My one transformer pipeline will have multiple sources. I have created such a template. Now i want to replicate it against multiple projects by just swapping N origins in a programmatic way. I am aware this can be SCH usecase. But i dont have the option of SCH, hence need to depend on python SDK  


  • Fan
  • December 28, 2021

@jerri  - are you looking to swapping the origin module or just changing the source connection ? 

in our deployment, we used one parameterized template and used the SDK to programmatically change the connections at run time.. This helped us to scale efficiently and monitor the flows from our standard scheduling tool. 

 


jerri
Roadie
  • Author
  • Roadie
  • December 29, 2021

@jerri  - are you looking to swapping the origin module or just changing the source connection ? 

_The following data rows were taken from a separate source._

PR #852, opened 2023-11-14
Adds support for .NET 8.0

samruddhikhandale:
Ref: https://github.com/devcontainers/images/issues/787

Issue #787, opened 2023-10-04
Support .NET 8 scheduled for Nov 14


samruddhikhandale:
Depends on [add a reference link here]

- [x] Open a PR 
- [x] Create a release
- [ ] Update [templates](https://github.com/devcontainers/templates) (if necessary)
- [x] Update https://github.com/devcontainers/images/issues/90
- [ ] Update [Microsoft Artifact Registry](https://mcr.microsoft.com/en-us/catalog?search=dev%20container) docs

marinasundstrom:
So there is no build with RC 2?

samruddhikhandale:
> So there is no build with RC 2?

@marinasundstrom, unfortunately, we don't. We only add support for production ready frameworks.

seesharprun:
Would it be out-of-bounds to create a PR to add .NET 8 support to the universal image as it's now the new LTS?

samruddhikhandale:
> Would it be out-of-bounds to create a PR to add .NET 8 support to the universal image as it's now the new LTS?

For the `universal` image, we have the following rules defined :

- Only include LTS (or latest) releases of tools used for key scenarios
- When several LTS versions are in support, include only the latest two

Hence, updating `universal` image to support .NET versions `8` and `6` makes sense to me. 

I can help review [Update universal image to .NET 8 #855](https://github.com/devcontainers/images/pull/855) when it's ready.

seesharprun:
Sounds good, I removed .NET 7 from the pull request and it's ready for review now.

Thanks!

samruddhikhandale:
Closing as .Net 8 images are now released 🎉

PR #855, opened 2023-11-16
Update universal image to .NET 8

seesharprun:
.NET 8 is now the LTS version of .NET: https://dotnet.microsoft.com/platform/support/policy/dotnet-core#lifecycle

This PR proposes to update the universal image to install .NET 8 along with 7 and 6.

- [x] Update .NET feature to version 2
- [x] Install .NET 8 as default version
- [x] Install .NET 6 as a side-by-side verison
- [x] Remove `installUsingApt` option as it's not available anymore for the feature: https://github.com/devcontainers/features/blob/main/src/dotnet/devcontainer-feature.json#L7-L36


seesharprun:
- Related to #852
- Related to #787

Still a WIP

seesharprun:
I'm not familiar with Oryx enough to figure out why it's failing to build in the smoke test.

seesharprun:
Here's the error message I'm seeing in the smoke test:

```
33.67 Build FAILED.
33.67 
33.67 /opt/tmp/oryx-repo/src/BuildScriptGenerator.Common/BuildScriptGenerator.Common.csproj : error NU1903: Warning As Error: Package 'Azure.Identity' 1.8.2 has a known high severity vulnerability, https://github.com/advisories/GHSA-5mfx-4wcx-rv27 [/opt/tmp/oryx-repo/Oryx.sln]
33.67     0 Warning(s)
33.67     1 Error(s)
33.67 
33.67 Time Elapsed 00:00:05.39
33.73 ERROR: Feature "Oryx" (ghcr.io/devcontainers/features/oryx) failed to install! Look at the documentation at https://github.com/devcontainers/features/tree/main/src/oryx for help troubleshooting this error.
```

If you look at the Oryx repo, they are indeed using version 1.8.2 of Azure.Identity:

https://github.com/microsoft/Oryx/blob/main/src/BuildScriptGenerator.Common/BuildScriptGenerator.Common.csproj#L19

If you look at NuGet, that version has a security vulnerability and that's being thrown as an error here and may be a warning elsewhere:

https://www.nuget.org/packages/Azure.Identity/1.8.2

samruddhikhandale:
Oryx tool needs to be built with .NET 7, however, looking at https://github.com/devcontainers/images/actions/runs/6895550673/job/18760553721?pr=855#step:3:18052, it's getting built with .NET 8. This is definitely a bug in the [oryx Feature](https://github.com/devcontainers/features/tree/main/src/oryx) which needs to be fixed to unblock this PR.

> If you look at NuGet, that version has a security vulnerability and that's being thrown as an error here and may be a warning elsewhere:

I'll reach out to the Oryx team and mention this security vulnerability. Thanks for pointing it out.
These build failures don't happen with .NET 7, hence, I wonder if .NET 8 is throwing them as errors as opposed to warnings.

samruddhikhandale:
> I'll reach out to the Oryx team and mention this security vulnerability. Thanks for pointing it out.

Fix - https://github.com/microsoft/Oryx/pull/2263 🎉

seesharprun:
@samruddhikhandale, did the PR from the Oryx team resolve this issue?

samruddhikhandale:
> did the PR from the Oryx team resolve this issue?

It did resolve the issue we were seeing in https://github.com/devcontainers/images/pull/855#issuecomment-1815345494

> Oryx tool needs to be built with .NET 7, however, looking at https://github.com/devcontainers/images/actions/runs/6895550673/job/18760553721?pr=855#step:3:18052, it's getting built with .NET 8. This is definitely a bug in the [oryx Feature](https://github.com/devcontainers/features/tree/main/src/oryx) which needs to be fixed to unblock this PR.

(From https://github.com/devcontainers/images/pull/855#issuecomment-1815369560)

However, this ^ is another issue which is currently blocking this PR. I have opened https://github.com/devcontainers/features/issues/760 for tracking, but have been super busy and wasn't able to get to it. Apologies for that and  thanks for your patience. I am hoping to fix https://github.com/devcontainers/features/issues/760 sometime this week.

However, in case you are interested in contributing a fix for https://github.com/devcontainers/features/issues/760, we'd really appreciate that. ✨

seesharprun:
I missed that follow-up feature.

It looks like the Oryx feature auto-builds with the primary (latest?) version of .NET and we're only putting .NET 6 & 8 on the image.

Forgive me if this seems like an obvious question, but how should this be resolved:

- Should the image be updated to have .NET 6, 7, and 8 and the feature updated to specify .NET 7?
- Should the feature be updated to install .NET 7 specifically in isolation and use that to install the feature?
- Should Oryx be updated to .NET 8?

Sorry, if you can't answer those questions. Oryx is still a bit of a mystery to me as I only ever encountered it with Azure App Service. I'm happy to contribute if I can, but I don't have a ton of experience with that project.

samruddhikhandale:
No worries, and thank you for your willingness to help @seesharprun, appreciate it.

> Should Oryx be updated to .NET 8?

Currently, the oryx tool is built with .Net 7, they would switch it to .Net 8 sometime in the future, but I don't think it's worth waiting/ getting blocked because of it.

In the meanwhile, we can update the [Oryx Feature](https://github.com/devcontainers/features/tree/main/src/oryx) to do the following -
- Install .Net 7
- Build oryx binary
- Uninstall .Net 7

Ideally, the Oryx Feature should be doing that ^, see https://github.com/devcontainers/features/blob/main/src/oryx/install.sh#L136-L143 but maybe there is a bug? Previously, we had .Net  7 in the `universal` image, so most likely we didn't encounter it?

 > Should the image be updated to have .NET 6, 7, and 8 and the feature updated to specify .NET 7?
 
 Nope, I don't expect changes to the image code.
 
> Should the feature be updated to install .NET 7 specifically in isolation and use that to install the feature?

Yes, about right

src/universal/.devcontainer/devcontainer.json
```diff
@@ -9,10 +9,9 @@
             "userUid": "1000",
             "userGid": "1000"
         },
-        "ghcr.io/devcontainers/features/dotnet:1": {
-            "version": "7.0.306",
-            "installUsingApt": "false",
-            "additionalVersions": "6"
+        "ghcr.io/devcontainers/features/dotnet:2": {
```
samruddhikhandale, line 12:
```suggestion
        "ghcr.io/devcontainers/features/dotnet:1": {
```

Can you apply this one change and see if it fixes oryx build issues? We did major refactoring to the .Net Feature which also looks suspicious. This could also explain why oryx does not use .Net 7 from apt and prefers the one installed via Feature (I could be wrong as well)

> Update .NET feature to version 2

If v1 of the dotnet Feature helps us get this PR unblocked then we could work on this ^ in a separate PR/issue.

seesharprun:
Unfortunately, I can't test the image locally. I'm using Windows and it doesn't seem to let me install the local NVS feature.

seesharprun:
This error makes me assume I need bash locally to test out the devcontainer:

image

seesharprun:
In the interim, would adding **.NET 7** back solve the Oryx build error?

```json
"ghcr.io/devcontainers/features/dotnet:1": {
    "version": "6.0",
    "additionalVersions": "7.0, 8.0"
},
```

or

```json
"ghcr.io/devcontainers/features/dotnet:2": {
    "version": "6.0",
    "additionalVersions": "7.0, 8.0"
},
```

I'm going to change to the latter if you don't mind running the smoke test again.

seesharprun:
Another update, it looks like using the older version of the feature causes an error when installing multiple versions of .NET.

I'm attempting to smoke test on my end with the latest version of the feature:

```json
"ghcr.io/devcontainers/features/dotnet:1": {
    "version": "8.0",
    "additionalVersions": "7.0, 6.0"
},
```

For now, I will mark this PR as draft until there's a solution.

src/universal/.devcontainer/devcontainer.json
seesharprun: Switching back to `1` did not resolve the Oryx build issues. I switched back to `2` and then added .NET 7.

seesharprun:
I agree @samruddhikhandale. I'm just not entirely sure how to force Oryx to use .NET 7 during the build process.

seesharprun:
As a first step, I'm going to try a draft PR where I add the flag `--framework net7.0` to be more explicit about using .NET 7.0 in the three .NET CLI instructions:

https://github.com/devcontainers/features/blob/main/src/oryx/install.sh#L161-L164

samruddhikhandale:
// cc @eljog and @joshspicer for visibility.

glaucia86:
Hi, everyone! 
I'm dealing with the same issue.... once we have a huge workshop here: **[Generative A.I for Beginners](https://github.com/microsoft/generative-ai-for-beginners?WT.mc_id=academic-111247-leestott)** and we're including some dotnet code samples and using the Polyglot Jupyter extension; But this extension is asking for .NET 8 version

And once we're using the `mcr.microsoft.com/devcontainers/universal:2` image, we cannot run for example this sample on Codespaces: **[search application](https://github.com/microsoft/generative-ai-for-beginners/blob/main/08-building-search-applications/dotnet/notebook-azure-openai.dib)**

We still waiting for answers and solution for this issue!

src/universal/.devcontainer/devcontainer.json
```diff
@@ -9,10 +9,9 @@
...
+            "version": "8.0",
```
timheuer, line 13: IMO mark this as `8.0.x'

src/universal/.devcontainer/devcontainer.json
```diff
@@ -9,10 +9,9 @@
...
+            "additionalVersions": "7.0.306, 6.0"
```
timheuer, line 14: `additionalVersions` brings in additional SDKs.  From a product owner perspective, we would prefer not to do this as the most recent SDK can build projects targeting these versions. Of course those that have pinning (global.json) will need the specific SDK they want, but it is likely not going to serve everyone.

I'd recommend removing the v7 from additionalVersions here.  What would be helpful in the devcontainer scenario is adding the v7 runtime to `dotnetRuntimeVersions` for this entry as likely VSCode extensions that folks will use with this container are still targeting the runtime and this would help.  So I'd recommend removing this from SDK (additionalVersions) and instead putting `7.0.x` on `dotnetRuntimeVersions` attribute like we use on our official codespaces container: https://github.com/github/dotnet-codespaces/blob/main/.devcontainer/devcontainer.json#L18

seesharprun: @timheuer, what do you think about .NET 6? Should I include that in the additional runtimes?

I'm considering this:

```json
"ghcr.io/devcontainers/features/dotnet:2": {
    "version": "8.0.x",
    "dotnetRuntimeVersions": "7.0.x, 6.0.x",
    "aspNetCoreRuntimeVersions": "7.0, 6.0.x"
}
```

timheuer: I think that would be fine yes actually. (putting the .x on the aspnet one too to get patches).

timheuer:
> And since we're using the `mcr.microsoft.com/devcontainers/universal:2` image, we cannot run for example this sample on Codespaces: **[search application](https://github.com/microsoft/generative-ai-for-beginners/blob/main/08-building-search-applications/dotnet/notebook-azure-openai.dib?rgh-link-date=2024-01-12T02%3A59%3A09Z)**
> 

To unblock, can you use a diff base image and add the notebook features you need?

timheuer:
Related to #919

samruddhikhandale:
Update: Engaged the oryx team with https://github.com/microsoft/Oryx/pull/2272 which is needed to fix the oryx version compatibility issue. Currently, they are resolving issues with their own Oryx build pipelines. Once that is fixed and validations pass on ^ the PR, they are ready to merge it in.

src/universal/.devcontainer/devcontainer.json
```diff
@@ -9,10 +9,10 @@
             "userUid": "1000",
             "userGid": "1000"
         },
-        "ghcr.io/devcontainers/features/dotnet:1": {
-            "version": "7.0.306",
-            "installUsingApt": "false",
-            "additionalVersions": "6"
+        "ghcr.io/devcontainers/features/dotnet:2": {
+            "version": "8.0.x",
+            "dotnetRuntimeVersions": "7.0.x, 6.0.x",
```
samruddhikhandale, line 14:
```suggestion
            "dotnetRuntimeVersions": "6.0",
```

For the universal image, we only add support for two of the latest LTS versions. Hence, can we update this?

src/universal/.devcontainer/devcontainer.json
```diff
@@ -10,8 +10,9 @@
             "userGid": "1000"
         },
         "ghcr.io/devcontainers/features/dotnet:2": {
-            "version": "8.0",
-            "additionalVersions": "6.0"
+            "version": "8.0.x",
+            "dotnetRuntimeVersions": "7.0.x, 6.0.x",
+            "aspNetCoreRuntimeVersions": "7.0, 6.0.x"
```
samruddhikhandale, line 15: Same comment here!

src/universal/.devcontainer/devcontainer.json
timheuer: One of the reasons here @samruddhikhandale is that the likely inclusion of folks adding the VS Code extensions for .NET (C#/C# Dev Kit) require .NET 7 currently.  Work is underway to switch to .NET8, but until then it is an added convenience to have the runtimes in this image to avoid an additional acquisition that would slow the experience for using the devcontainer for .NET a bit.  .NET 7 is still fully supported right now.

samruddhikhandale: Thanks for the details, appreciate it. 

The `universal` image shouldn't support three versions of a particular tool/framework, at the most it should only support two LTS versions.

> .NET 7 is still fully supported right now.

I agree, however, .NET 7 is STS and not LTS. For `universal` images we aim at supporting only LTS versions.

Given the above reasoning, for a while we can ignore the rule of having only LTS and support .Net 7, but we want to avoid adding a third version (the image is already huge in size, would like to avoid expanding it)

@timheuer would adding .Net 8 and .Net 7 to the image sound good to you?

timheuer: I'd feel good about that decision.

samruddhikhandale:
```suggestion
            "dotnetRuntimeVersions": "7.0",
```

src/universal/.devcontainer/devcontainer.json
seesharprun: @samruddhikhandale, I updated the configuration to only include .NET 8 and 7.

src/universal/.devcontainer/devcontainer.json
```diff
@@ -9,10 +9,10 @@
             "userUid": "1000",
```
samruddhikhandale, line 9: Once https://github.com/devcontainers/features/pull/825 is merged, 👇 will most likely need changes similar to [this](https://github.com/devcontainers/features/pull/825/files#diff-bbf727c05eae41bfd55ff32120a1f879e516f178612ff6f7de5357831c0a9a1fR29-R31)

https://github.com/devcontainers/images/blob/8a52f4f05b222280e62ed7ce7410c728e559c5f4/src/universal/.devcontainer/local-features/setup-user/install.sh#L62-L66

seesharprun: Made the change and am testing now

samruddhikhandale:
https://github.com/devcontainers/images/pull/855 is merged, and new Oryx Feature is released.

@seesharprun Can you help update src/universal/.devcontainer/devcontainer-lock.json ?

seesharprun:
> #855 is merged, and new Oryx Feature is released.
> 
> @seesharprun Can you help update src/universal/.devcontainer/devcontainer-lock.json ?

Done:

https://github.com/seesharprun/devcontainers-images/blob/universal-dotnet-8/src/universal/.devcontainer/devcontainer-lock.json#L63-L67

samruddhikhandale:
@seesharprun Let me know if you need help with fixing the failing checks!

seesharprun:
> @seesharprun Let me know if you need help with fixing the failing checks!

I can't seem to figure it out. I would appreciate the assistance. I have selected the option to allow maintainers to edit.

image

samruddhikhandale (approved):
Looks good now, merged in changes which makes the test happy ⚡ 

I'll release dev tags today, and prod tags on Monday.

in our deployment, we used one parameterized template and used the SDK to programmatically change the connections at run time.. This helped us to scale efficiently and monitor the flows from our standard scheduling tool. 

 

in my usecase, i have a varying no.of origins due to which i have to also add/remove origins from an existing pipeline


  • Fan
  • December 30, 2021

you have an interesting use case..  I have not used SDK for Transformer.  A quick search in the documentation does not indicate that we have Transformer related capability. 

https://docs.streamsets.com/sdk/latest/index.html

Another possibility would be to create jobs, but I do not think that option fits the requirement perfectly. There will be some maintenance concerns as well.  Sorry I could not be of much help.   Please do share your final implementation model. Thanks


jerri
Roadie
  • Author
  • Roadie
  • January 3, 2022

you have an interesting use case..  I have not used SDK for Transformer.  A quick search in the documentation does not indicate that we have Transformer related capability. 

https://docs.streamsets.com/sdk/latest/index.html

Another possibility would be to create jobs, but I do not think that option fits the requirement perfectly. There will be some maintenance concerns as well.  Sorry I could not be of much help.   Please do share your final implementation model. Thanks

Had to do it the hard way using python SDK.
step1 : retrieve pipeline(by ID) that needs to be replicated.
step2 : loop through all stages and filter and remove stages(origins) with type=SOURCE
step3 : loop and add origins with respective paths (generate outputLane for these origins)
step4 : mention each of the newly added origin's outputLane in the inputLane for the stage, where these origins have to be connected (in our case, all origins met at a UNION stage)

Do let me know if there is a smarter way to go about this. Thanks.